When the ratings of their wilderness-themed cable television show plummet, two hard-partying slackers decide to pursue a wild lead guaranteed to revive their numbers and keep their show on the air. With zero budget and a ragtag film crew, they set off for the Andes in search of Bigfoot.
- Starring: Steve Zahn, Allen Covert, Jonah Hill and Kevin Heffernan
- Director(s): Fred Wolf
- Producer(s): Peter Gaulke
- Screenwriter(s): Fred Wolf, Peter Gaulke
- Distributor: 20th Century Fox
- Animal Coordinator: Animals of Distinction, Working Wildlife
- Release Date: Friday, February 01, 2008
- Rating: Outstanding
Featured Animal Action
When Peter (Steve Zahn) takes a bathroom break in the woods, he sees a nest of turkey chicks on the ground. Animal handlers brought in 25 turkens, also known as Transylvanian Naked Necks, to be alternated for this scene. This unusual-looking fowl with a bald area around the neck looks like a cross between a chicken and a turkey, though it is really all chicken. Crew members from the props department created a fake nest for the birds, and the animal handler placed eight chicks at a time into the nest. The birds merely stayed in place as the cameras rolled, surrounded by trainers and props personnel off-camera should any decide to stray. The extremely perturbed mother bird that comes to her chicks' rescue was a prop turkey.
As the gang treks through the South American jungle, they cautiously walk past snakes dangling from overhead branches. A wrangler positioned Colombian boa constrictors on the branches and stood just off-camera. The wrangler also conducted a brief discussion with the cast and crew about the snakes to quell any possible fears and inform them that the species used was nonvenomous. He repositioned the boa constrictors at the end of each take to ensure they did not stray too far up the branches.

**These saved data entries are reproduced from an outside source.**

Issue #521, opened 2025-12-15
Substitute image names in prompts for image collections


lchoquel:
### Before submitting

- [x] I'm using the **latest released** version of the library
- [x] I've searched [open issues](issues?q=is%3Aissue%20state%3Aopen%20type%3ABug) and found no duplicate

### Describe the bug, tell us what went wrong

To include an image input into an LLM prompt, you reference it in the prompt. And then the image gets sent to the LLM and the in the prompt text, we substitute the image name by a image number as in `Image-3`.
This is broken when the images come from a collection of images like a `ListContent` or a simple `list[]` nested in a structured object.
We must find a way to avoid including their names as it can be misleading for the LLM.

### Reproduction snippet

Run integration test with inference enabled:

The wrangler and the American Humane Animal Safety Representative monitoring the production had previously inspected the branches to make sure they had no sharp edges or points that could potentially injure the snakes.
Although the goldfish seen in the aquarium in Pete's living room were real, the one scooped up and put into the bong was a rubber fish attached to a glass bead that had been put together by the prop master.
Most of the animal action seen in the film was stock footage of Bill Burrud's Animal World licensed by the production. This includes the chimpanzee, goats and ostrich seen with Burrud himself, as well as the bears, sharks, lions, monkeys, gazelles, moose, fighting giraffes and birds eating a zebra carcass. The man mauled by an alligator in the everglades was licensed footage from Faces of Death. The footage of sea lions on the shore was shot from a cliff road in La Jolla; no one approached the sea lions directly. Pastoral shots in Latin America of sheep, donkeys and cows were also stock footage.